Task item:
Word for word, set down every line of the entries below from the line with "PR #483, opened 2015-04-23" to the line with "left_upper_arm_mc < /elem>", including both, and no other line.

Data for analysis:
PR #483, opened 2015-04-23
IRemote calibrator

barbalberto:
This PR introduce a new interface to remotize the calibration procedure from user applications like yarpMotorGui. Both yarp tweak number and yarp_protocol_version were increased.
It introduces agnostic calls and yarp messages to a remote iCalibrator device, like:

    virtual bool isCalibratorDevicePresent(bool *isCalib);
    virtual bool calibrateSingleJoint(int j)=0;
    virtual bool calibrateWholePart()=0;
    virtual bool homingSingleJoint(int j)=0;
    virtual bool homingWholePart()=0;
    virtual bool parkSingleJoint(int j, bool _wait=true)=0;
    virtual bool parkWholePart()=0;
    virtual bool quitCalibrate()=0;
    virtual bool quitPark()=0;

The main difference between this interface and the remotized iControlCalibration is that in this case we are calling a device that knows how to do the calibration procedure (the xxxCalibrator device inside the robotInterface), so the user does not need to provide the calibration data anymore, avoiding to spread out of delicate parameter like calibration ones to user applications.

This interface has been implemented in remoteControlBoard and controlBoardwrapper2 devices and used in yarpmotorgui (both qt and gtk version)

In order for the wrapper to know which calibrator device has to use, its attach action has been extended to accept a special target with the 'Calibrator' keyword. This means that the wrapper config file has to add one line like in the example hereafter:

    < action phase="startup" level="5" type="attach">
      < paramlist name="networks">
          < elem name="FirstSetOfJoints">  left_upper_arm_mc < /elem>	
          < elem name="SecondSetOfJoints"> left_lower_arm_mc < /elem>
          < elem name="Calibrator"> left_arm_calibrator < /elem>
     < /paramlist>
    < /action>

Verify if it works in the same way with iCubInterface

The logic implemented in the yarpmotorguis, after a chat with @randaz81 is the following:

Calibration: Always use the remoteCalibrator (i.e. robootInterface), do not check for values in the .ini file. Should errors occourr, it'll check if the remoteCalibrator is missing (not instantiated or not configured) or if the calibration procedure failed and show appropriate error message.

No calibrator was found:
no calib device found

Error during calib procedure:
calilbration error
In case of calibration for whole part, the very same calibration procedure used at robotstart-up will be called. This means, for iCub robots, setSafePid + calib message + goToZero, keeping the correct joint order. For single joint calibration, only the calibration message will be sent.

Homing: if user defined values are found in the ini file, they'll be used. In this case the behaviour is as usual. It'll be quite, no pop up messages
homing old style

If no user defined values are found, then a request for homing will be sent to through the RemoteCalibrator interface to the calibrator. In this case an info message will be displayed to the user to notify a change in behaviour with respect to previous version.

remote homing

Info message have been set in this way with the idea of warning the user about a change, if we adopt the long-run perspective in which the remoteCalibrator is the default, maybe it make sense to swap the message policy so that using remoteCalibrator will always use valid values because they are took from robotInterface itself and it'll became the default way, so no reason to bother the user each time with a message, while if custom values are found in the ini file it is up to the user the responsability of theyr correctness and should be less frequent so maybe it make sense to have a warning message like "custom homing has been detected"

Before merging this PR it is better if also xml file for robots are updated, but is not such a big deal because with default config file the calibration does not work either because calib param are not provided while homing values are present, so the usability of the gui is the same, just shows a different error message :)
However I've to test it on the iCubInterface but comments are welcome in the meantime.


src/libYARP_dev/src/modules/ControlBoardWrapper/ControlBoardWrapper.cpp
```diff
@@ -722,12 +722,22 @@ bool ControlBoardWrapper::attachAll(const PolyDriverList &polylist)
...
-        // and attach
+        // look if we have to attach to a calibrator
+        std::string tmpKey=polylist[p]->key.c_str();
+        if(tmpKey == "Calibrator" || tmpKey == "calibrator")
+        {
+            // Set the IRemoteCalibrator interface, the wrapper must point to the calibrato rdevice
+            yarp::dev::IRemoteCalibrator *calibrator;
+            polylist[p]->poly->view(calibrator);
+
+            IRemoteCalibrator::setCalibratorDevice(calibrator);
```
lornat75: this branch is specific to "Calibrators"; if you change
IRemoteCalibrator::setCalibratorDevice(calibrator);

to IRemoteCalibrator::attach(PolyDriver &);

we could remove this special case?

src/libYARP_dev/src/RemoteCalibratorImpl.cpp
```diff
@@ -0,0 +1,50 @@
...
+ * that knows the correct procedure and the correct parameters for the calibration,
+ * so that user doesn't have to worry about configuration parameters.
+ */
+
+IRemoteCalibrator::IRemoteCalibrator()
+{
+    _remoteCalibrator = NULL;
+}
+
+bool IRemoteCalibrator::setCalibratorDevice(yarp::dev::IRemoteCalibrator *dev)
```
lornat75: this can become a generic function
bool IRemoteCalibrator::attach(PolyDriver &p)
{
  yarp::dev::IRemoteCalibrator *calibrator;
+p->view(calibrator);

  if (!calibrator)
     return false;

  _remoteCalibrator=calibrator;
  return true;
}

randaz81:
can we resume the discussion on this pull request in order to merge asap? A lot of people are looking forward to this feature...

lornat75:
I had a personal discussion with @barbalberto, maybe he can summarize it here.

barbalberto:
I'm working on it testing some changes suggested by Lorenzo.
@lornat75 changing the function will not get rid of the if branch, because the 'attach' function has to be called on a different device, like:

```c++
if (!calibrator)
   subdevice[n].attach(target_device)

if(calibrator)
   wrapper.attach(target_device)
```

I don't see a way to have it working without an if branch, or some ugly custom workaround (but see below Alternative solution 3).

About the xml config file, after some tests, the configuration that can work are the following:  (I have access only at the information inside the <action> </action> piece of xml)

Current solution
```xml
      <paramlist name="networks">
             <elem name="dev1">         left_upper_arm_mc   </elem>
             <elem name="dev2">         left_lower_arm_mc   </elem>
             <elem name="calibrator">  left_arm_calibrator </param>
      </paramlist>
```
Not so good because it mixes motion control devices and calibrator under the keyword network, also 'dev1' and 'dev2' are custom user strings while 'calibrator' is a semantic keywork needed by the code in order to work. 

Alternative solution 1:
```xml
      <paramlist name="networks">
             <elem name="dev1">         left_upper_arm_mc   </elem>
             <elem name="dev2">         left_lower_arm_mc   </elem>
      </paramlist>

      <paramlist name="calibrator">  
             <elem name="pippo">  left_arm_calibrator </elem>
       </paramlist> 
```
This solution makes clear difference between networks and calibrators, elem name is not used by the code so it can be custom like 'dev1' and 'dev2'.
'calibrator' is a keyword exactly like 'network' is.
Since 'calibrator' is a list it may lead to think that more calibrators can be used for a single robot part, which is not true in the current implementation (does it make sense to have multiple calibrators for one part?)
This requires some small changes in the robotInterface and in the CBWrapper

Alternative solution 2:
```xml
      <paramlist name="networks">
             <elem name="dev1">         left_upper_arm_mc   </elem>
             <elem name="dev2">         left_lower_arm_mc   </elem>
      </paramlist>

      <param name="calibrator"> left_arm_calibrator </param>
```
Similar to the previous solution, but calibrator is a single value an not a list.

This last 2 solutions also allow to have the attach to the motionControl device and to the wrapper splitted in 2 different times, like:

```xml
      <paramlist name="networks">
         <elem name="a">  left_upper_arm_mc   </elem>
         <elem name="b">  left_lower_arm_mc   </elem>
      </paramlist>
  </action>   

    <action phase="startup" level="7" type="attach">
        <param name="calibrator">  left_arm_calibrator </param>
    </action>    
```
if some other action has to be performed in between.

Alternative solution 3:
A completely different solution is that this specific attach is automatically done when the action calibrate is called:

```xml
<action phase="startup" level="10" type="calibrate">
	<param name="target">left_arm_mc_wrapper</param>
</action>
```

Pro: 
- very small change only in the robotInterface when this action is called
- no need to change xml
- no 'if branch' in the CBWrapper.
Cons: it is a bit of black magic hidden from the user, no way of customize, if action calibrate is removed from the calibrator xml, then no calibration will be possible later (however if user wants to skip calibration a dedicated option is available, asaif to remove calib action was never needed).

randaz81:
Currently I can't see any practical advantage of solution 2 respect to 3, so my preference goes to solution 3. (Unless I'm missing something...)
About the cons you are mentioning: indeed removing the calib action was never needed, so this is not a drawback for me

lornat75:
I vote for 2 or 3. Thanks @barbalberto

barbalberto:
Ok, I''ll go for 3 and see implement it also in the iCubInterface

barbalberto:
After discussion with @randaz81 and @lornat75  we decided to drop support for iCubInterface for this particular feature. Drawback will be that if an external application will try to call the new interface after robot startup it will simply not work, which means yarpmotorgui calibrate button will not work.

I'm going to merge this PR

* * *

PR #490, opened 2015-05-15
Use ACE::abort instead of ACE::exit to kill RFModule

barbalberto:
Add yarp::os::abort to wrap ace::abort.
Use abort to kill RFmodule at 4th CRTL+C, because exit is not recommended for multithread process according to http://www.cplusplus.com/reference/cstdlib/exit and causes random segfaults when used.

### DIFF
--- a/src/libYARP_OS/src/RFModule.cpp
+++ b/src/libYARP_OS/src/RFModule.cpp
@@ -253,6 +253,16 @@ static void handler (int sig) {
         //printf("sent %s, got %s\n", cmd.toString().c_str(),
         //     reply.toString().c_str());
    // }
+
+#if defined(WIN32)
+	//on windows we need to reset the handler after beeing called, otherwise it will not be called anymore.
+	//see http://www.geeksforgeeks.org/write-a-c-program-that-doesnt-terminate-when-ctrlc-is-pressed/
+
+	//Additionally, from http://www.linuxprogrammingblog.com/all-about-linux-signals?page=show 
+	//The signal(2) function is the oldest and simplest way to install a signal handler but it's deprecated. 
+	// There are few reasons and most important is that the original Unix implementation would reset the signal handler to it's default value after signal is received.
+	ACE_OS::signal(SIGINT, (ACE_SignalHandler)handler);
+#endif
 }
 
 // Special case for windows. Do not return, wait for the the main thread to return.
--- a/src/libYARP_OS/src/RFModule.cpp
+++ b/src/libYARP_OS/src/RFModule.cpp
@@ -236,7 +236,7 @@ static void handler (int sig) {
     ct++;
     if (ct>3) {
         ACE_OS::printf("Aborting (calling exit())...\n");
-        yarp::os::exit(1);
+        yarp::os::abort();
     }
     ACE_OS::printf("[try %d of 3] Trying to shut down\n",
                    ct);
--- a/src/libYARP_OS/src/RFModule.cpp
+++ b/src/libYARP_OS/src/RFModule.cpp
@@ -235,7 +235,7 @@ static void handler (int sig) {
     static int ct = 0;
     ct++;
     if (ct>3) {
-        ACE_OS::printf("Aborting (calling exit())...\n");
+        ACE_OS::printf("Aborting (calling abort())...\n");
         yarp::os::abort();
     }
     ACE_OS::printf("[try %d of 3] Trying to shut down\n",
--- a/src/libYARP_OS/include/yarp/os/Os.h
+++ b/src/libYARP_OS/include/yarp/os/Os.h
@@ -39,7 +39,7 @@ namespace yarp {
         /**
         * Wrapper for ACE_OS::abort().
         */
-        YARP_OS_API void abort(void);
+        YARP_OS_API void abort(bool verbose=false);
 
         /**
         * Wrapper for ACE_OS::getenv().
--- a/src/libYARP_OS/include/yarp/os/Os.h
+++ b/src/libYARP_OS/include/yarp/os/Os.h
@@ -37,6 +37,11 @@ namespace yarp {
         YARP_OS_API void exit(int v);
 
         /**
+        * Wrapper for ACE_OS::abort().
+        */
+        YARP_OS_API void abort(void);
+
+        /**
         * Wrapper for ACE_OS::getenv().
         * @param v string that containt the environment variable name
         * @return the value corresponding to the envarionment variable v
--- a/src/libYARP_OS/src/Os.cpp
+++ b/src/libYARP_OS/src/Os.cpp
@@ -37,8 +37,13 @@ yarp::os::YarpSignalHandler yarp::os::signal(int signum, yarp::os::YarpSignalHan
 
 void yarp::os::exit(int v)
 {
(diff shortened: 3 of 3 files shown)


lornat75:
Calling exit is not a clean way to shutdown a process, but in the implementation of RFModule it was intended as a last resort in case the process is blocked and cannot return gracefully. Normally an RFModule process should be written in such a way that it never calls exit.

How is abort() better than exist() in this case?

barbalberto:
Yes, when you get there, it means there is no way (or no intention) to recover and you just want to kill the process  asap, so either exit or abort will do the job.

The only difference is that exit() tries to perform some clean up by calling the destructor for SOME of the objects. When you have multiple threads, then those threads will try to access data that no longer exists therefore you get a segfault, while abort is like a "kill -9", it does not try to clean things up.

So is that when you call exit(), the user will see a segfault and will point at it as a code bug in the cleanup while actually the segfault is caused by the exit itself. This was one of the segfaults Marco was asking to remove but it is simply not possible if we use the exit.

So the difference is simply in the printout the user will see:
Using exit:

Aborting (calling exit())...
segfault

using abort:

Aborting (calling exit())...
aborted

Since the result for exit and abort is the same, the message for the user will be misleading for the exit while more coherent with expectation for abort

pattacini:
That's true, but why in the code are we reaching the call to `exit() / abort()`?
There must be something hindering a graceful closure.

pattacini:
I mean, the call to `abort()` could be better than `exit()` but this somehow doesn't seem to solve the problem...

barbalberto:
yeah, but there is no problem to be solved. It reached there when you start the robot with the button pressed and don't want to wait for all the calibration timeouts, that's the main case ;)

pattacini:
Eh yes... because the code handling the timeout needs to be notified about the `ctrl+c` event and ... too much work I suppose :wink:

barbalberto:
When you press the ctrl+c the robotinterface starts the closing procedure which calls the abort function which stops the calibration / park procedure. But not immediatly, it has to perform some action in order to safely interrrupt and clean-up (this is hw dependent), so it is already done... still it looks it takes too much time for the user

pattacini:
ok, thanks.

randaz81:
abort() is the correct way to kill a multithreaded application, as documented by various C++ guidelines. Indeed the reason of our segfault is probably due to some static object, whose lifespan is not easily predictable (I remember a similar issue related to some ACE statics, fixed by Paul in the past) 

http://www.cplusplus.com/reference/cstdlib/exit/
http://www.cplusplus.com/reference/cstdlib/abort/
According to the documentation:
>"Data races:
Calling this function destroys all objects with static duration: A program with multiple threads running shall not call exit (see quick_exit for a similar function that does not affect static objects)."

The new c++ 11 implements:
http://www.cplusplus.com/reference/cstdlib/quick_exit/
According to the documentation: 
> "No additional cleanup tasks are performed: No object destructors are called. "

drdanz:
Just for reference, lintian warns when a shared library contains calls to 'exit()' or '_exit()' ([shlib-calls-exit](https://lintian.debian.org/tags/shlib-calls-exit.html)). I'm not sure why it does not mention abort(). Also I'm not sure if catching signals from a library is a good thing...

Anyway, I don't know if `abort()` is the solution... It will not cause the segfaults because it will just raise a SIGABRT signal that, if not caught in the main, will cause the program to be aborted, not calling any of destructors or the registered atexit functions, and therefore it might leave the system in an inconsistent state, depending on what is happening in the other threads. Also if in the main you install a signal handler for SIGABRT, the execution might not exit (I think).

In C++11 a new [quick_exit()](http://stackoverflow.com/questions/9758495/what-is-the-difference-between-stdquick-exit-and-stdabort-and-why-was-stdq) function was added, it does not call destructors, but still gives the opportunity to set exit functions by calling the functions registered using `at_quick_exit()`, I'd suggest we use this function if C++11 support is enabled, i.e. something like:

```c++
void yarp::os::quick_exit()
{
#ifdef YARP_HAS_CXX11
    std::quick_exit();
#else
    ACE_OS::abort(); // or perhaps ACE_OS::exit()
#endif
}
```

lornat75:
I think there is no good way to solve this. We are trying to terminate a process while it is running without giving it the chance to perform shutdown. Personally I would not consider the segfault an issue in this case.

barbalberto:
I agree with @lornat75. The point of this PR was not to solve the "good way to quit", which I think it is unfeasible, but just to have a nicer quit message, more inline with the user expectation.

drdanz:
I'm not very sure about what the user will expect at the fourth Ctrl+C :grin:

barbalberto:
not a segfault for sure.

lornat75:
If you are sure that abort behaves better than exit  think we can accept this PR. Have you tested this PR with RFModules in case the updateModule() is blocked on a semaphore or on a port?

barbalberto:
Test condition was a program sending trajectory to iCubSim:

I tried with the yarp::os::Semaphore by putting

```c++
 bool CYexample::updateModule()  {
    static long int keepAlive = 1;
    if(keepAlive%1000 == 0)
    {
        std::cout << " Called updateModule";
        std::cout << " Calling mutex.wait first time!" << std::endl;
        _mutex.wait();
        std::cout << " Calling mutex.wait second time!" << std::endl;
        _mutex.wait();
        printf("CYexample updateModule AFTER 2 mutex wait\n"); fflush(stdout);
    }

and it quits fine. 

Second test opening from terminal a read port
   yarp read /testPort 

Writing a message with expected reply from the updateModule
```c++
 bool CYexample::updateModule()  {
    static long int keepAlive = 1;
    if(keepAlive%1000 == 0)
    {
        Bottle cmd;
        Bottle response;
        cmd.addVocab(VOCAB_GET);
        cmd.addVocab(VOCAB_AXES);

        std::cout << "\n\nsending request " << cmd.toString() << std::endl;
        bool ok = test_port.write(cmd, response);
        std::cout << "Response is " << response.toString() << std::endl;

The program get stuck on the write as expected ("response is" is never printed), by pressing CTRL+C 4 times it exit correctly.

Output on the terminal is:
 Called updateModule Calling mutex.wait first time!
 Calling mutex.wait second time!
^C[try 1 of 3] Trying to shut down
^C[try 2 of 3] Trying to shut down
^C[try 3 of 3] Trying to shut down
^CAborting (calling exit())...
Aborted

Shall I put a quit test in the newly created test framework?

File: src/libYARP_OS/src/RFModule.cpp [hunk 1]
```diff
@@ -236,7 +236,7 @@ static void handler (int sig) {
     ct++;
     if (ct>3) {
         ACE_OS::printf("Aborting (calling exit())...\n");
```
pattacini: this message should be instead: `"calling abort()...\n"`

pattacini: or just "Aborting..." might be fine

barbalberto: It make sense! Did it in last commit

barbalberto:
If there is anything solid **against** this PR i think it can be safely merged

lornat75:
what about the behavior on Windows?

Completed exercise:
PR #483, opened 2015-04-23
IRemote calibrator

barbalberto:
This PR introduce a new interface to remotize the calibration procedure from user applications like yarpMotorGui. Both yarp tweak number and yarp_protocol_version were increased.
It introduces agnostic calls and yarp messages to a remote iCalibrator device, like:

    virtual bool isCalibratorDevicePresent(bool *isCalib);
    virtual bool calibrateSingleJoint(int j)=0;
    virtual bool calibrateWholePart()=0;
    virtual bool homingSingleJoint(int j)=0;
    virtual bool homingWholePart()=0;
    virtual bool parkSingleJoint(int j, bool _wait=true)=0;
    virtual bool parkWholePart()=0;
    virtual bool quitCalibrate()=0;
    virtual bool quitPark()=0;

The main difference between this interface and the remotized iControlCalibration is that in this case we are calling a device that knows how to do the calibration procedure (the xxxCalibrator device inside the robotInterface), so the user does not need to provide the calibration data anymore, avoiding to spread out of delicate parameter like calibration ones to user applications.

This interface has been implemented in remoteControlBoard and controlBoardwrapper2 devices and used in yarpmotorgui (both qt and gtk version)

In order for the wrapper to know which calibrator device has to use, its attach action has been extended to accept a special target with the 'Calibrator' keyword. This means that the wrapper config file has to add one line like in the example hereafter:

    < action phase="startup" level="5" type="attach">
      < paramlist name="networks">
          < elem name="FirstSetOfJoints">  left_upper_arm_mc < /elem>	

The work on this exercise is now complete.